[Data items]
-.-.-

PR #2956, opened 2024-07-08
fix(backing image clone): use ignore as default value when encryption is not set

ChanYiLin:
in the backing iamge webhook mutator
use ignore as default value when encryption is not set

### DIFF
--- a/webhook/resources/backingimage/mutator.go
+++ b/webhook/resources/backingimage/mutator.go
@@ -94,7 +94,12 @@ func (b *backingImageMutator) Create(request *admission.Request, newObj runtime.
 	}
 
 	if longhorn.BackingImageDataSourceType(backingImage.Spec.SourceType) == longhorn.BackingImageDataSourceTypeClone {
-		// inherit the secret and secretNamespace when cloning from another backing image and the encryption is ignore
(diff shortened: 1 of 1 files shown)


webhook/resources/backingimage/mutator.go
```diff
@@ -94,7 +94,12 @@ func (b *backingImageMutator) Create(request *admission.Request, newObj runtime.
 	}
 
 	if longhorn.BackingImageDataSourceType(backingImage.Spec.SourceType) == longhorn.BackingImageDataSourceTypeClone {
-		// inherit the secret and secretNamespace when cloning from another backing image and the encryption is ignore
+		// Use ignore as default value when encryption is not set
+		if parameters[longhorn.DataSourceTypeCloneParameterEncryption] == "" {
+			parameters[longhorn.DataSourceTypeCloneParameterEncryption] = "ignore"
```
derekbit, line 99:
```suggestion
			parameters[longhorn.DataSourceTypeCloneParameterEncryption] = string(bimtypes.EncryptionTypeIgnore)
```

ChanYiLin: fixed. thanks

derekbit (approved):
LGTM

-.-.-

■ **Your instructions**: Look through the data above. Each line containing the word "derekbit" needs to be copied.

■ **Answer box**:
derekbit, line 99:
derekbit (approved):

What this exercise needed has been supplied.